## TASK TO COMPLETE
Only the line with "trees**. It is" and the lines after it, to the end of the data, should appear in the answer, each reproduced exactly.

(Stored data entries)
PR #613, opened 2026-08-11
refactor(task): split the 15,039-line src/cmd_task.sh into src/task/*.sh (DIVE-3278)

lodar:
`src/cmd_task.sh` was **15,039 lines — 19% of the whole source tree**, roughly three times
the next-largest file. It is now eleven files under `src/task/`, one per concern.

| file | lines | what lives there |
|---|---|---|
| `dispatch.sh` | 599 | usage text, the `cmd_task` dispatcher, worktree reclaim-on-close, the `set-*` mutators, `task init` |
| `routing.sh` | 742 | coordinator / deputy / QA resolution, verify-skip reasons, delivery paths, lane + WIP-cap arithmetic, the filing cap, assignee resolution |
| `crud.sh` | 1,079 | `add`, `ls`, `show`, `gate-history`, `assign`, `verifier` |
| `gate_evidence.sh` | 1,663 | GitHub token discovery, the anonymous probe rail, every PR / branch / sha / version reference pulled out of a task's text and graded against its real state |
| `status.sh` | 1,876 | the result-over-closed guard and `_task_status_cmd`, which `start` / `done` / `cancel` all funnel through |
| `delivery.sh` | 680 | `deliver`, `reject`, the maker→verifier routing hop, the merge audit |
| `loops.sh` | 1,003 | the loop board, loop advance / cascade-unblock, `verify`, `block` / `unblock` / `park` / `unpark` |
| `need.sh` | 3,382 | `task need` — every predicate deciding whether a gate needs a human, which seat may clear it, what tier it floors to, plus the filing verb |
| `notify.sh` | 1,703 | channel resolution, the escalation chain, Telegram delivery of a filed gate, reply markup, button retirement |
| `inbox.sh` | 579 | coordinator, human inbox, inbox send, gate proof, clear-recs |
| `answer.sh` | 1,734 | bounce detection, the tap log, delegated answers, `task answer`, `task escalate`, `task rm` |

**Not one line of `task` logic changed.** Pure partition at function boundaries, comment
blocks travelling with the function they document.

## `src/cmd_task.sh` is now a loader — dead in the bundle, load-bearing in the split tree

The `src/lib/self.sh` idiom (build.sh's "Order matters" note; the wiki's
`command-v-answers-the-wrong-question` rule 5). `build.sh` cats every `src/task/*.sh`
**ahead of** `src/cmd_task.sh`, so in the bundle every `declare -F` guard is already
satisfied and nothing is sourced. In the split tree nothing has been cat'd, so the
`source` calls fire — which is why **the ~60 tests that do `. "$SRC/cmd_task.sh"`
needed no change at all**.

## The bundle is provably content-identical

`build.sh` output before vs after: **0 lines removed, 107 added** (11 file headers +
the loader block), **no reordering** — every one of the 15,039 original lines is still
in its original position. The only other delta is the `FIVE_BUILD_SHA` stamp, which
`build.sh` rewrites per commit. `bash -n` clean, and the rebuilt bundle was run against
the live board (`task show`, `task ls`).

## The real cost was text-SCANNERS, not sourcers

**A scanner that finds nothing reports green.** Twenty harnesses and one script read
`src/cmd_task.sh` as a *text subject*. All retargeted. Three shapes needed more than a
wider glob:

- **counts** — `grep -c pat f1 f2` counts *per file*. Every count became
  `cat <set> | grep -c pat` so the number still means what its assertion says.
- **`grep -o` over multiple files prefixes each match with a filename**, breaking the
  downstream `sed`/`read`. Same fix.
- **mutation anchors** search the whole set, but the **exactly-one-occurrence
  requirement is kept as a count OVER the set** — per-file counting would let a
  duplicated anchor through, which is the property those harnesses exist to hold.

Two deliberately **not** widened:

- `tests/policy_refusals_unit.sh` pins a **historical blob** at a pre-split ref; its
  path must stay `src/cmd_task.sh`, because that is where the code was at that commit.
- `tests/unguarded_probe_substitution_unit.sh`'s `src/cmd_task.sh:n` became
  `src/task/gate_evidence.sh:n` only. Measured, so the other file does not read as
  forgotten: stripping the two `n` guards in `src/task/notify.sh` yields **no scanner
  finding** (rc=0, empty) — never detectable, on `main` either, where this entry passed
  on the gate_evidence sites alone. Coverage preserved exactly, not widened.

## One real semantic change, recorded in the loader

**Sourcing `src/cmd_task.sh` a second time is now a no-op** — the guards are satisfied
by the first load. `tests/task_core_unit.sh` `unset -f`'d two functions and re-sourced
to restore them; it now sources the module. The consequence is written into
`src/cmd_task.sh` itself, so the next person meets it in the file rather than in a red run.

## Verification — 183 suites, with a CONTROL arm

Every suite was run on this branch **and on a pristine `origin/main` worktree**, because
a red here means nothing without knowing whether it was red before.

**176 green, 7 red — all 7 red on `origin/main` too, at the identical exit code. Zero
regressions.**

Stated so it is not read as more than it is:

- `tests/gate_channel_session_t2_mutation.sh` exits **124 (timeout at 240s) on BOTH
  trees**. It is UNMEASURED here, not confirmed-unchanged.
- `tests/audit_task_store_fence_unit.sh` is **flaky on the pristine control too**
  (4 runs: 0, 0, 1, 0) — it asserts against the shared production audit log.

Pre-existing red on both: `builder_gh_rail_unit`, `gate_delegated_answer_unit`,
`gate_telemetry_fence_unit`, `task_merge_gate_result_pr_unit`,
`task_merge_gate_selftest_unit`, `task_verifier_rail_unit`, and the timeout above.

No new harnesses, so no new `# TIER:` headers. `5dive-cli` does not auto-deploy
(deliberate `release-cut`), so merging this ships nothing on its own.


lodar:
Superseded by a clean re-derivation on current main — main moved 145 lines into src/cmd_task.sh (DIVE-2818) and landed a per-file shellcheck loop (DIVE-3280) while this was in flight. Re-cut from function-name anchors rather than hand-merging a 15k-line conflict; see the replacement PR.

## YOUR SOLUTION
  trees**. It is UNMEASURED here, not confirmed-unchanged.
- `tests/audit_task_store_fence_unit.sh` is **flaky on the pristine control too**
  (4 runs: 0, 0, 1, 0) — it asserts against the shared production audit log.

Pre-existing red on both: `builder_gh_rail_unit`, `gate_delegated_answer_unit`,
`gate_telemetry_fence_unit`, `task_merge_gate_result_pr_unit`,
`task_merge_gate_selftest_unit`, `task_verifier_rail_unit`, and the timeout above.

No new harnesses, so no new `# TIER:` headers. `5dive-cli` does not auto-deploy
(deliberate `release-cut`), so merging this ships nothing on its own.


lodar:
Superseded by a clean re-derivation on current main — main moved 145 lines into src/cmd_task.sh (DIVE-2818) and landed a per-file shellcheck loop (DIVE-3280) while this was in flight. Re-cut from function-name anchors rather than hand-merging a 15k-line conflict; see the replacement PR.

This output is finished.